Despite my high praise, Keynes had a distinct blind spot when it came to the prospect of wage flexibility. He stated that wage cuts would not increase aggregate demand and therefore jobs, and that in any case one can imagine flexible wages in operation only in “highly authoritarian” societies like those (at the time) of Italy, Germany or Russia, but not in France, the United States or Great Britain.

However, economists who have analysed examples of recovery from the Great Depression have reached rather different conclusions. Australia (whose experience Keynes misreported in The General Theory) benefited from the wage cuts achieved by its then Arbitration Commission as well as the massive devaluation of the Australian pound. The United Kingdom cut wages by abandoning the gold standard and thus raising prices while wages were relatively fixed. The United States struggled to recover, despite substantial “New Deal” spending in the 1930s, because relatively rigid money wages and price deflation raised real wages but quickly recovered during the Second World War when price inflation exceeding wage inflation reduced real wages.
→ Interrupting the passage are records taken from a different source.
PR #329, opened 2017-06-21
iclass - updates

marshmellow42:
clean up output
allow readblock without authenticating (can read blocks 0, 1, 2, 5
without authenticating.)
add Application Issuer Area to reader output and use it to attempt to
identify legacy vs NOT legacy.

### DIFF
--- a/client/cmdhficlass.c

I am indebted to a recent paper by the former Treasury Secretary John Stone, for pointing out a stunningly prescient comment by four state Treasury heads in a paper for the 1931 Premiers’ conference. The paper said:

Employment must be made profitable. This cannot be done by government relief works or subsidies to private industry, but only by removing obstacles to reduced costs, and by the restoration of confidence.

A very un-Keynesian prescription, but one that fits Australia now just as well as it did in 1931.

Conclusion

If Keynes were alive and working in the British Treasury now, these are the issues he would be grappling with, lending his mighty mind and his powerful pen to solving the current global crisis as quickly and as efficiently as possible.

Keynes would be spending most of his time solving the problem of global financial gridlock. As for fiscal stimulus, it is very likely his mantra would be, “It’s the supply side that needs fixing.”

Sadly, my best guess is that he would retain his blind spot on wage flexibility, and to the extent his views on wages prevailed (as would be likely with Gordon Brown’s Labour government), it would be so much the worse for the United Kingdom.

My main cavil with Steven Kates’s fine essay in the March Quadrant, entitled “The Dangerous Return to Keynesian Economics” was its title. I would insert Bastard before Keynesian. But Kates supports my basic hypothesis when he quotes from Keynes’s posthumously published paper on “The Balance of Payments of the United States”, a paper that, sadly, I had never before read:

I find myself moved, not for the first time, to remind contemporary economists that the classical teaching embodied some permanent truths of great significance, which we are liable to-day to overlook because we associate them with doctrines which we cannot now accept without much qualification. There are in these matters deep undercurrents at work, natural forces, one can call them, or even the invisible hand, which are operating towards equilibrium. If it were not so, we could not have got on even so well as we have for many decades past.

Clearly the great economist had already moved on. Should he have by some miracle survived until now in good health, he would have moved on further. The debate I would like to have with him concerns the labour market.

This is an edited version of the address P.D. Jonson presented to the Keynes Seminar, Trinity College, University of Melbourne, in April.